> [WORK ORDER]: The records are to be reproduced verbatim.

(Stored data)
PR #1110, opened 2025-02-20
Tighter bounds for IntMap and IntSet merge

### LINKED ISSUE #1011: Complexity of IntMap-IntMap operations
Recently, something made me notice the documented complexity of `IntMap`-`IntMap` operations, and I realized that I have never really thought about it.

Let's take `IntMap` union, for instance.

https://github.com/haskell/containers/blob/5d4bc2ed62475062a09d76a037ca7a72ad3cbd45/containers/src/Data/IntMap/Internal.hs#L1090

The claim is $O(n + m)$, which is not hard to verify. We match on some (in a bad case _all_) of the constructors of the two maps, of which there are a linear number, and whenever we do so we perform a constant amount of work. Hence $O(n + m)$.

But we can try to find a tighter bound.

Consider that $m \le n$, and we think of the smaller map. In the worst case, we might visit all constructors of the map, which makes $m$ a lower bound. The work we do in addition to this, is whenever we reach forks in the bigger map which are not in the smaller map. How many such forks can there be? The worst case is that for every leaf in the smaller map, the path to the root from a leaf hits every possible fork (i.e. forks at every power of 2). So, we need the number of nodes of the subset of the complete binary tree of all ints which forms paths from the root to the leaf keys of the map. For a map of size $m$ and the complete binary tree having height $W$, this is $O(m(W - \log m))$. Since we still have the $n + m$ upper bound as before, the overall complexity for $m \le n$ is

$$O(\min(n, m(W - \log m)))$$

I can note two interesting things about it:

1. If we consider $m$ as a small constant, the complexity is $O(\min(n,W))$, which checks out to be the complexity we have for `insert`.
2. The second term, $m (W - \log m) = m \log(\frac{2^W}{m})$, is not unlike the complexity for `Map` union, $O(m \log ( \frac{n}{m} ))$.

If this looks correct, I would like to update the documentation to reflect it.

Why does it matter? After all, the current bound is not incorrect.  
For accuracy, and also it would help better estimate complexity in derived scenarios. For instance, consider `foldl' union empty intmaps` on $r$ `IntMap`s of size $m$ each. With the current bound, we would calculate the complexity to be $O(r^2 m)$. With the new bound, we get $O(rm(W - \log m))$. We went from quadratic in $r$ to linear, which is a very useful distinction.

meooow25:
Closes #1011

### DIFF
--- a/containers/src/Data/IntMap/Internal.hs
+++ b/containers/src/Data/IntMap/Internal.hs
@@ -740,7 +740,8 @@ unsafeFindMax (Bin _ _ r) = unsafeFindMax r
 {--------------------------------------------------------------------
   Disjoint
 --------------------------------------------------------------------}
--- | \(O(n+m)\). Check whether the key sets of two maps are disjoint
+-- | \(O(\min(n, m \log \frac{2^W}{m})), m \leq n\).
+-- Check whether the key sets of two maps are disjoint
 -- (i.e. their 'intersection' is empty).
 --
 -- > disjoint (fromList [(2,'a')]) (fromList [(1,()), (3,())])   == True
@@ -1091,7 +1092,8 @@ unionsWith :: Foldable f => (a->a->a) -> f (IntMap a) -> IntMap a
 unionsWith f ts
   = Foldable.foldl' (unionWith f) empty ts
 
--- | \(O(n+m)\). The (left-biased) union of two maps.
+-- | \(O(\min(n, m \log \frac{2^W}{m})), m \leq n\).
+-- The (left-biased) union of two maps.
 -- It prefers the first map when duplicate keys are encountered,
 -- i.e. (@'union' == 'unionWith' 'const'@).
 --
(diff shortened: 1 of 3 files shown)


meooow25:
It would be good to get some more eyes on this.

Lysxia (approved):
Your analysis looks good to me.

It may be worth explicitly defining $n$ as the min and $m$ as the max of the two sizes, otherwise at first glance it looks like there is something asymmetric going on.

meooow25:
> $O(\min(n, m \log \frac{2^W}{m})), m \leq n$

It does say $m \leq n$, in the same manner as Set and Map.

Though maybe you mean one may mistakenly think $m$ and $n$ are the first and second maps?

Lysxia:
Yes that's what I mean.

meooow25:
Hmm that goes for Set and Map too. And I'm not sure how to make it better.

$O(\min(\max(m,n), \min(m,n) \log \frac{2^W}{\min(m,n)}))$ looks terrible.

Lysxia:
How about a top level comment under the "Combine" header, with a slight change of naming:

> Most of these combining functions have complexity $O(\min(N, n \log(\frac{2^W}{n})))$, where $n$ is the minimum of the sizes of the arguments and $N$ is their maximum.

meooow25:
The "Combine" section might not be enough, since a few functions like `isSubmapOf` are elsewhere. But I like the idea, we can put this comment at the top of the module instead.

I'll make a separate PR for it (with Set and Map too).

> [ANSWER]:
PR #1110, opened 2025-02-20
Tighter bounds for IntMap and IntSet merge

### LINKED ISSUE #1011: Complexity of IntMap-IntMap operations
Recently, something made me notice the documented complexity of `IntMap`-`IntMap` operations, and I realized that I have never really thought about it.

Let's take `IntMap` union, for instance.

https://github.com/haskell/containers/blob/5d4bc2ed62475062a09d76a037ca7a72ad3cbd45/containers/src/Data/IntMap/Internal.hs#L1090

The claim is $O(n + m)$, which is not hard to verify. We match on some (in a bad case _all_) of the constructors of the two maps, of which there are a linear number, and whenever we do so we perform a constant amount of work. Hence $O(n + m)$.

But we can try to find a tighter bound.

Consider that $m \le n$, and we think of the smaller map. In the worst case, we might visit all constructors of the map, which makes $m$ a lower bound. The work we do in addition to this, is whenever we reach forks in the bigger map which are not in the smaller map. How many such forks can there be? The worst case is that for every leaf in the smaller map, the path to the root from a leaf hits every possible fork (i.e. forks at every power of 2). So, we need the number of nodes of the subset of the complete binary tree of all ints which forms paths from the root to the leaf keys of the map. For a map of size $m$ and the complete binary tree having height $W$, this is $O(m(W - \log m))$. Since we still have the $n + m$ upper bound as before, the overall complexity for $m \le n$ is

$$O(\min(n, m(W - \log m)))$$

I can note two interesting things about it:

1. If we consider $m$ as a small constant, the complexity is $O(\min(n,W))$, which checks out to be the complexity we have for `insert`.
2. The second term, $m (W - \log m) = m \log(\frac{2^W}{m})$, is not unlike the complexity for `Map` union, $O(m \log ( \frac{n}{m} ))$.

If this looks correct, I would like to update the documentation to reflect it.

Why does it matter? After all, the current bound is not incorrect.  
For accuracy, and also it would help better estimate complexity in derived scenarios. For instance, consider `foldl' union empty intmaps` on $r$ `IntMap`s of size $m$ each. With the current bound, we would calculate the complexity to be $O(r^2 m)$. With the new bound, we get $O(rm(W - \log m))$. We went from quadratic in $r$ to linear, which is a very useful distinction.

meooow25:
Closes #1011

### DIFF
--- a/containers/src/Data/IntMap/Internal.hs
+++ b/containers/src/Data/IntMap/Internal.hs
@@ -740,7 +740,8 @@ unsafeFindMax (Bin _ _ r) = unsafeFindMax r
 {--------------------------------------------------------------------
   Disjoint
 --------------------------------------------------------------------}
--- | \(O(n+m)\). Check whether the key sets of two maps are disjoint
+-- | \(O(\min(n, m \log \frac{2^W}{m})), m \leq n\).
+-- Check whether the key sets of two maps are disjoint
 -- (i.e. their 'intersection' is empty).
 --
 -- > disjoint (fromList [(2,'a')]) (fromList [(1,()), (3,())])   == True
@@ -1091,7 +1092,8 @@ unionsWith :: Foldable f => (a->a->a) -> f (IntMap a) -> IntMap a
 unionsWith f ts
   = Foldable.foldl' (unionWith f) empty ts
 
--- | \(O(n+m)\). The (left-biased) union of two maps.
+-- | \(O(\min(n, m \log \frac{2^W}{m})), m \leq n\).
+-- The (left-biased) union of two maps.
 -- It prefers the first map when duplicate keys are encountered,
 -- i.e. (@'union' == 'unionWith' 'const'@).
 --
(diff shortened: 1 of 3 files shown)


meooow25:
It would be good to get some more eyes on this.

Lysxia (approved):
Your analysis looks good to me.

It may be worth explicitly defining $n$ as the min and $m$ as the max of the two sizes, otherwise at first glance it looks like there is something asymmetric going on.

meooow25:
> $O(\min(n, m \log \frac{2^W}{m})), m \leq n$

It does say $m \leq n$, in the same manner as Set and Map.

Though maybe you mean one may mistakenly think $m$ and $n$ are the first and second maps?

Lysxia:
Yes that's what I mean.

meooow25:
Hmm that goes for Set and Map too. And I'm not sure how to make it better.

$O(\min(\max(m,n), \min(m,n) \log \frac{2^W}{\min(m,n)}))$ looks terrible.

Lysxia:
How about a top level comment under the "Combine" header, with a slight change of naming:

> Most of these combining functions have complexity $O(\min(N, n \log(\frac{2^W}{n})))$, where $n$ is the minimum of the sizes of the arguments and $N$ is their maximum.

meooow25:
The "Combine" section might not be enough, since a few functions like `isSubmapOf` are elsewhere. But I like the idea, we can put this comment at the top of the module instead.

I'll make a separate PR for it (with Set and Map too).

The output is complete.